Following the FDA granting Fast Track designation, Eisai reports that it has completed its rolling submission of a Biologics License Application (BLA) to the FDA for Leqembi® (lecanemab-irmb) subcutaneous autoinjector for weekly maintenance dosing for the treatment of early Alzheimer’s Disease (AD).
The autoinjector will serve as a more convenient method of administration for patients at home or in medical facilities.
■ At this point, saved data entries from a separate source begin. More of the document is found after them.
PR #98, opened 2023-02-22
Replace default collector command line args with custom ones  

### LINKED ISSUE #85: Allow port configuration via command line arguments
Currently we have hard-coded all 3 ports that we use: otlp-grpc, otlp-http, and the http port used by the exporter. These should all be configurable via the command line.

This will entail needing to pass configuration down to the exporter, which might need to be tackled in a separate PR.

### LINKED ISSUE #87: Add CLI output for —help
CLIs should be helpful and explain how they are used. Might want to bring in a CLI argument parsing library for this.

CtrlSpice:
Closes #85, closes #87

- Allows us to easily set http, grpc, and browser endpoints via the command line
- Replaces the default collector commands, since we are hardcoding our `ConfigProvider` settings anyway
- Works on Windows!


.vscode/settings.json
```diff
@@ -0,0 +1,3 @@
+{
```
jmorrell, line 1: you are `.gitignore`-ing this, but even so, you still need to remove it from your git history.

```shell
git rm .vscode/settings.json
```

main.go
```diff
@@ -2,30 +2,59 @@ package main
...
+		Version:     "0.1.1",
+	}
+
+	if err := run(info); err != nil {
+		log.Fatal(err)
+	}
+}
+
+func runInteractive(buildInfo component.BuildInfo) error {
+	// cmd := otelcol.NewCommand(params)
```
jmorrell, line 27: nit: delete unused code

main_windows.go
```diff
@@ -40,9 +43,57 @@ func checkUseInteractiveMode() (bool, error) {
...
-func runService(params otelcol.CollectorSettings) error {
+func runService(buildInfo component.BuildInfo) error {
+	configContents := `yaml:
+receivers:
+  otlp:
+    protocols:
+      http:
+        endpoint: localhost:4318
+      grpc:
+        endpoint: localhost:4317
```
jmorrell, line 54: I'm unfamiliar with running things as a service on windows, but do we want to be able to customize ports there too? or is hard-coding them in this code-path an intentional choice?

CtrlSpice: It's intentional to the best of my understanding, and I am sure someone will correct me if I got it wrong, but command is not run on this path on the autogenerated code, so I went based on that,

The subcutaneous autoinjector weekly maintenance regimen will allow patients who have completed the biweekly intravenous initiation phase of treatment to receive weekly doses that maintain effective drug concentrations to sustain the clearance of highly toxic protofibrils that can continue to cause neuronal injury even after the plaque has been cleared from the brain.
This news follows approval of Leqembi® in the UK for the treatment of mild cognitive impairment (MCI) and mild dementia due to Alzheimer’s disease in August 2024. Leqembi® has previously been approved for MCI and mild dementia due to Alzheimer’s disease in the US, Japan, China, South Korea, Hong Kong and Israel, and the UAE, and applications are under review in the European Union, Brazil, Canada, India, Russia, Taiwan, Singapore, Saudi Arabia and Switzerland. In October 2024, Australia’s TGA decided against registering Leqembi® for these indications due to safety and efficacy concerns.